Want to sell your car? Take a piano class. Interested in law school? Perhaps you should audition for "Guys and Dolls." A fine arts degree can teach you so many useful skills.
When Albert Einstein was struggling with a huge scientific problem, he often played his violin to set his mind. He saw the orderly reading of musical notes in the same logical way that he viewed math. "If I were not a physicist, I would probably be a musician," Einstein once said. "I often think in music. I live my daydreams in music. I see my life in terms of music."
Research continues to show the value of the arts in educating our children. For instance, one famous University of California at Los Angeles study of 25,000 middle and high school students found that youths who were highly involved in the arts scored higher on standardized achievement tests than students with limited involvement. Just as telling, the arts-involved students watched fewer hours of television and complained less about being bored in school. Other studies have shown that young children involved with the arts have greater career aspirations and are more civic-minded.
So, the evidence is clear. But what about college students? What do they get from the arts? To answer those two questions, we talked to eight successful former Casper College students who are now working in their respective fields. In discussing their careers, they offer numerous ways that music, dance, painting, and acting apply to other professions such as law, finance, sales, and politics. Oddly, no one brings up the world of physics.
Matthew Dailey ('09)
Matthew Dailey came to Casper College because it gave him two years to test his theory. A theater major, Dailey caught the acting bug at age 9 thanks to the encouragement of his parents, who were also artistic. He continued to take the stage through high school, and, with graduation imminent, he needed to know if acting was a viable career option.
"Casper College gave me two years to immerse myself in a theatrical program to see if it was something that I could be doing the rest of my life," Dailey said. "And it turned out that it absolutely was." Dailey attended CC under his given name, Matthew Gottlieb.
Dailey said it was the support of his instructors that kept him motivated, as well as the many friendships he formed.
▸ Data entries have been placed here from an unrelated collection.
PR #1215, opened 2024-10-20
Add prefix: `scancerrna`

nagutm:


cthoyt:
Why did you choose `scancer` instead of `scancerna` as the prefix?

src/bioregistry/data/bioregistry.json
```diff
@@ -100737,6 +100737,33 @@
...
+    "pattern": "^\\d{1,4}$",
+    "publications": [
+      {
+        "doi": "10.1093/gpbjnl/qzae023",
+        "pubmed": "39341795",
+        "title": "SCancerRNA: Expression at the Single-cell Level and Interaction Resource of Non-coding RNA Biomarkers for Cancers",
+        "year": 2024
+      }
+    ],
+    "uri_format": "http://www.scancerrna.com/BioMarker/toDetail?id=$1"
```
cthoyt, line 100765: the curation of the prefix should be about the entity type that the prefix describes. Here, this is corresponding to a biomarker in this database. The description of a bioregistry record should describe the semantic space, not the database.

src/bioregistry/data/bioregistry.json
```diff
@@ -100737,6 +100737,33 @@
...
+      "email": "m.naguthana@hotmail.com",
+      "github": "nagutm",
+      "name": "Mufaddal Naguthanawala",
+      "orcid": "0009-0009-5240-7463"
+    },
+    "description": "SCancerRNA database contains experimentally supported data on long ncRNA, microRNA, PIWI-interacting RNA, small nucleolar RNA, and circular RNA biomarkers, as well as data on their differential expression at the cellular level.",
+    "example": "9530",
+    "homepage": "http://www.scancerrna.com/BioMarker/",
+    "name": "SCancerRNA",
+    "pattern": "^\\d{1,4}$",
```
bgyori, line 100756: Not sure if we should set 4 as an upper limit here. They don't use 0 padding with fixed length for IDs and they increase incrementally so they could eventually go beyond 4 digits. `^\\d+$` might be more robust here.

src/bioregistry/data/bioregistry.json
bgyori, line 100765:
```suggestion
    "uri_format": "http://www.scancerrna.com/toDetail?id=$1"
```

bgyori: It turns out the `BioMarker` suffix is redundant, all of this resource is about biomarkers and the URLs work without the extra BioMarker suffix.

src/bioregistry/data/bioregistry.json
nagutm: Agreed, updated regex.

src/bioregistry/data/bioregistry.json
nagutm: updated the description to better describe the semantic space.

bgyori:
I checked again and noticed that the prefix should ideally be `scancerrna` (with 2 r-s) to match the resource name so changed that. Everything else looks good to me so I added reviewer info.

PR #1217, opened 2024-10-22
Add publication for `sgd` and `sgd.pathways`

nagutm:
This PR adds publication [pubmed:39345624](https://bioregistry.io/pubmed:39345624) to `sgd`.

Unsure whether this should also be included under the publications for `sgd.pathways`.


cthoyt:
If the publication is about a database then it makes sense to a did the publication for all prefixes that are part of that database. Please open a separate issue to discuss canonicalization of the publication list

cthoyt (approved):

PR #1225, opened 2024-10-24
Add new provider for `hgnc.symbol`: `cbgda`

nagutm:
This resource does create unique identifiers in the format CB1, CB104, etc. as seen in the image below. However, the unique identifiers for each entity are not resolvable through this format of identifiers but rather the name of the gene for `cbgda.gene` and the name of the disease for `cbgda.disease`. 

image


src/bioregistry/data/bioregistry.json
```diff
@@ -12843,6 +12843,62 @@
...
+      "name": "Jinku Bao"
+    },
+    "contributor": {
+      "email": "m.naguthana@hotmail.com",
+      "github": "nagutm",
+      "name": "Mufaddal Naguthanawala",
+      "orcid": "0009-0009-5240-7463"
+    },
+    "description": "This collection represents key host genes identified through genome-wide CRISPR screening as being involved in disease pathogenesis. This space includes manually curated gene data, such as expression patterns, gene variants, and their associations with diseases.",
+    "example": "KAT7",
```
cthoyt, line 12886: is this not just an HGNC gene symbol?

src/bioregistry/data/bioregistry.json
```diff
@@ -12843,6 +12843,62 @@
...
+      "name": "Jinku Bao"
+    },
+    "contributor": {
+      "email": "m.naguthana@hotmail.com",
+      "github": "nagutm",
+      "name": "Mufaddal Naguthanawala",
+      "orcid": "0009-0009-5240-7463"
+    },
+    "description": "This collection represents diseases linked to host genes identified via genome-wide CRISPR screens. It includes detailed disease classifications, gene-disease associations, and integrated data on genetic factors contributing to disease development.",
+    "example": "Glioblastoma",
```
cthoyt, line 12858: We should have a discussion about if this qualifies as a semantic space or not. Combine with the fact that it's not a notable (or, from the UI design, high quality) resource, maybe we should come up with some criteria for skipping this kind of resource. This is similar to the fact that we don't import all of the Bioportal ontologies because a lot of them are junk

cthoyt (changes requested):
1. Have discussion about updating policy on criteria for notability + correctness
2. Update curation guidelines for semi-automated literature curation accordingly
3. Check if the gene namespace is just a provider for hgnc.symbol

bgyori:
I agree with the general idea of using discretion to determine notability. We should probably come up with a curation tag in  the paper curation tsv which expresses something like "relevant but not notable" (this would be a positive training sample for machine learning purposes but something that ended up not being added to the Bioregistry). 

In this case, this is a resource published in Database (Oxford) with a working website so I wouldn't dismiss it apriori as not notable, and the content seems to be pretty useful. Overall, curating it simply as a provider for `hgnc.symbol` would be appropriate.

nagutm:
I think that `not_notable` should work as a tag to describe these types of resources for the future. If you agree, I can move forward with updating the relevancy vocabulary in the necessary files. 
@bgyori

src/bioregistry/data/bioregistry.json
```diff
@@ -49649,6 +49649,22 @@
       "uri_format": "https://www.genenames.org/cgi-bin/gene_symbol_report?match=$1"
     },
     "providers": [
+      {
+        "code": "cbgda",
+        "description": "Key host genes involved in the pathogenesis of different diseases identified through genome-wide CRISPR screens",
```
bgyori, line 49654:
```suggestion
        "description": "A data base of key host genes involved in the pathogenesis of different diseases identified through genome-wide CRISPR screens",
```

src/bioregistry/data/bioregistry.json
```diff
@@ -49649,6 +49649,22 @@
...
+        "homepage": "http://cbgda.zhounan.org/main",
+        "name": "CRISPR Based Gene-Disease Assosciations",
```
bgyori, line 49656:
```suggestion
        "name": "CRISPR Based Gene-Disease Associations",
```

bgyori:
> I think that `not_notable` should work as a tag to describe these types of resources for the future. If you agree, I can move forward with updating the relevancy vocabulary in the necessary files. @bgyori

Yes, we can define a tag like that on a separate PR and use it in the future whenever appropriate.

The clincher, however, was much simpler. "Ultimately, I realized performing is when I am most happy," he said. "You have to do what makes you happy."
After Casper College, Dailey earned his bachelor's degree at Western Michigan University, then on to New York City where he took on hundreds of auditions. Working the "typical" actor's job of waiting tables, Dailey tried out for any part that came his way, whether it was the lead, an ensemble part, or something in the chorus. He got a lot of nos, but he also heard several yeses, enough to pay the rent.
"You must have a thick skin in this business because there is so much rejection," Dailey said. "I also reminded myself that with every job out there, someone will get it, so why not me. You will never get the job you don't go out for."
Success came with shows like "Cats" (Rum Tum Tugger), "A Chorus Line" (Mike), "1940's Radio Hour" (BJ Gibson), "Cinderella" (Prince), and "Viva Las Vegas" (Elvis), before he accepted a nine-month part in "Saturday Night Fever – The Musical" aboard a cruise ship.
His latest role as Tommy DeVito in "Jersey Boys" has kept him on tour for two years across the United States, including the Buell Theatre in Denver, where he sat in his dressing room to complete this interview. He said that even though he has performed in the role of Tommy more than 500 times, the thrill remains each time the stage lights hit him.
"I am most proud of being able to find steady work over the last 10 years," he said. "My goal was to work and pay my bills. I have been able to do both."
Dailey believes he made the correct career choice, though knows he could do something else if needed, because of all he has learned as an actor.
"I have to demonstrate my abilities in public speaking and creative thinking," he said. "I have friends with theater degrees who went to law school. I have another actor friend who went into the FBI because he worked so well with others. Acting applies to so many things."